Optical cooling and trapping of tripod-type atoms with rectified radiation forces

TL;DR

This paper introduces a novel all-optical 3D cooling and trapping method for tripod-type atoms using rectified radiation forces in non-monochromatic light, enabling stable long-term trapping and tunable temperatures.

Contribution

It presents a new scheme for trapping and cooling tripod-type atoms with non-monochromatic light fields, expanding control over atom temperature without losing localization.

Findings

Achieves long-term trapping in deep light-induced potential wells.

Allows continuous tuning of atom temperature from super-Doppler to sub-Doppler.
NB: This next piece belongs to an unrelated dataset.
PR #4338, opened 2020-12-15
Fix NPE isssue in plugin kubernetes 

standup-jb:
### 1. Why is this pull request needed and what does it do?
I faced the npe issue . the error log as below。I fixed this issue . add error check before use sv .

Demonstrates stability of atom localization during temperature variation.

Abstract

A new scheme of three-dimensional (3D) all-optical (nonmagnetic) cooling and trapping of resonant atoms, based on using of so-called rectified radiation forces in non-monochromatic light fields is presented. It can be applied to the atoms with a tripod-type configuration of levels: atoms (ions) with the quantum transition F=1 \to F=0. The scheme proposed provides a long-term trapping of such atoms in deep light-induced potential wells. Moreover, the atom temperature can continuously be changed by varying field parameters in quite a large range (from super-Doppler to sub-Doppler values) without violating the localization stability.